Q: What’s the latest trend in your field?
A:
Over the last decade, we spent all this time mapping out all the alterations in cancer and we’ve learned a lot. We’ve discovered new oncogenes and tumor suppressors. We discovered all sorts of new mutational mechanisms. We discovered mechanisms of oncogenesis that we’d never even thought of before. But now the question is, how can we translate that into treatments? Or, can we better understand who responds best to which treatments? That’s the major thing that we’re moving toward.

There are groups inside and outside of the Broad working on that. The Metastatic Breast Cancer (MBC) Project is one example. They’re collecting genetic and clinical data from cancer patients and trying to figure out who’s going to respond to what sort of treatment. That’s the real future right now. Can we really figure out what sort of therapy is best for a patient based on their specific genetic alterations?

Q: What’s the biggest challenge for you professionally right now?
A:
Making the data widely available and easily accessible for researchers globally while, at the same time, protecting patient privacy. There are a lot of hurdles in doing that. But again, I think the MBC Project is a good example that we can get these things done.

Q: Is that a challenge because the practice of sharing this sort of data is relatively new?
A:
Yes, exactly. This idea that you might want to pool everybody’s data—to share it and make it available to researchers outside of your own institution—was not always what people were thinking about when they first created their research protocols. It’s partly a cultural thing.

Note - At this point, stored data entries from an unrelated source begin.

PR #5437, opened 2022-06-08
Fixes #5434 - Check New Messages button

### LINKED ISSUE #5434: Direct Mail Messages - Check New Messages button
Right now there can be a 2-3 minute delay between when a direct message is sent and it shows up in the Messages screen inside OpenEMR.

When we know that a message has been sent we want to be able to tell the system to pull in new messages right way.  We should have a button on the Messages screen for check new messages.  This button should only appear if the direct messaging feature is turned on.

adunsulag:
Added a check new messages button for direct messaging that triggers the background service to run immediately.

### DIFF
--- a/interface/main/messages/messages.php
+++ b/interface/main/messages/messages.php
@@ -884,7 +884,6 @@ if (!empty($_REQUEST['go'])) { ?>
             $('.trusted-messages-force-check').click(function() {
                 window.top.restoreSession();
                 request = new FormData;
-                request.append("skip_timeout_reset", "1");
                 request.append("ajax", "1");
                 request.append("csrf_token_form", <?php echo js_escape(CsrfUtils::collectCsrfToken()); ?>);
                 request.append("background_service", "phimail");
@@ -904,7 +903,7 @@ if (!empty($_REQUEST['go'])) { ?>
                     }
                 }).catch(function(error) {
                     console.log('Background Service refresh failed: ', error);
-                    alert(window.xl("Check new messages failed.  Check the server logs for more information."));
+                    alert(window.xl("Check new messages failed. Check the server logs for more information."));
                 });
             });
             <?php endif; ?>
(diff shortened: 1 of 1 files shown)


interface/main/messages/messages.php
```diff
@@ -878,6 +880,35 @@ function deselectRow(row) {
                 ,minDate : 0 //only future
             })
 
+            <?php if ($GLOBALS['phimail_enable']) : ?>
+            $('.trusted-messages-force-check').click(function() {
+                window.top.restoreSession();
+                request = new FormData;
+                request.append("skip_timeout_reset", "1");
```
bradymiller, line 887: if this function is being run manually, then can remove above line. If this function is done automatically on a timer, then would leave in.
(this basically bypasses the timeout mechanism (logout user that is not active for a certain amount of time), so that automated scripts do not impact the timeout (where the timeout would never happen))

adunsulag: ok, no timeout, I just grabbed the sample from what we were doing in the main window frame for running the background service.

interface/main/messages/messages.php
```diff
@@ -878,6 +880,35 @@ function deselectRow(row) {
...
+                request.append("ajax", "1");
+                request.append("csrf_token_form", <?php echo js_escape(CsrfUtils::collectCsrfToken()); ?>);
+                request.append("background_service", "phimail");
+                request.append("background_force", "1");
```
bradymiller, line 891: super cool. forgot about the forced call of background service :)

bradymiller:
@adunsulag , looks great! just noted couple minor issues. otherwise ready to bring in.

2DV-2

interface/main/messages/messages.php
adunsulag: Fixed.

interface/main/messages/messages.php
```diff
@@ -878,6 +880,35 @@ function deselectRow(row) {
...
+                        console.log('Background Service refresh failed. Status Code: ' + response.status);
+                    } else {
+                        // we've refreshed give them time to reload the page
+                        setTimeout(function() {
+                            window.location.reload();
+                        }, 500);
+                    }
+                }).catch(function(error) {
+                    console.log('Background Service refresh failed: ', error);
+                    alert(window.xl("Check new messages failed.  Check the server logs for more information."));
```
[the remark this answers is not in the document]
adunsulag: Fixed.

I think most people who’ve been part of one of these big, collaborative efforts have seen the benefits, but it’s important to remember that the majority of people in science haven’t done it. For most people in the country and the scientific world, that’s not how it works. People work in their own lab, they maybe have another collaborator, but they don’t share their data with everybody.

Within the Broad, we already think of that—we already work in big teams and across disciplines. But we don’t want to work just within the Broad. We want the bigger team of the entire scientific community sharing data to solve problems in health and disease. Bringing this culture to other people is a challenge and one of our main goals.

Q: What do you feel has been your biggest success?
A:
I’d say it’s been being a part of this big international team of scientists who created TCGA and made all of the data public. And even more gratifying is that thousands of other papers, outside of our efforts, have used our TCGA data to come up with discoveries. We created this resource that the entire scientific community is using. That’s huge.